Vamos por partes. Diz o Codificador
da Doutrina Espírita que toda pessoa que sente, em qualquer grau, a influência
dos espíritos, é por esse fato, médium. Está correto, pois a mediunidade é um
dom humano presente em todas as criaturas humanas e não exclusiva dos
espíritas.
Ocorre que, por mera questão de
entendimento, são considerados médiuns aqueles que ostensivamente são
utilizados pelos espíritos como intermediários de suas manifestações. Vale
dizer que essas manifestações ocorrem de inúmeras formas (psicografia,
psicofonia, vidência, audiência, etc) e que os espíritos nada mais são do que
as criaturas humanas antes e depois da morte, guardando consigo suas
conquistas morais e intelectuais. Este fato, por si só, já indica que os
espíritos se apresentam nas manifestações de acordo com a moral e intelecto
que possuem.
Portanto, o processo de consulta aos
espíritos é algo que requer muita prudência, bom senso e redobrados cuidados.
Afinal, eles não estão aí para satisfazer curiosidades ou resolver problemas
materiais. Aconselham sim, sempre com muita reserva, atendem muitas vezes
cuidados com a saúde, mas abstêm-se de informações de cunho material.
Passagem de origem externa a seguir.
PR #1931, opened 2026-07-08
Workfiles API: Be able to define context change order

iLLiCiTiT:
## Changelog Description
Host can define if the context change does happen before or after workfile open.

## Additional info
There are integrations that do need to have set context before the workfile is openedand then there are integrations that need to set the context after the workfile is opened. By adding `change_context_before_workfile_open` attribute the host can tell the order.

Somente
respondem a estas questões espíritos ignorantes, estouvados ou propensos a
brincadeiras
Por outro lado, é preciso sempre
lembrar que os médiuns, espíritas ou não, são pessoas comuns, apenas dotados
da faculdade de intercâmbio com o mundo espiritual. A mediunidade é uma
autêntica ferramenta de trabalho para o bem da coletividade. Seu uso independe
da idade, sexo, crença ou condição social, mas o fator moral de seu portador
é fator determinante para sua prática equilibrada e condizente com sua
autêntica finalidade de auxílio aos seres humanos.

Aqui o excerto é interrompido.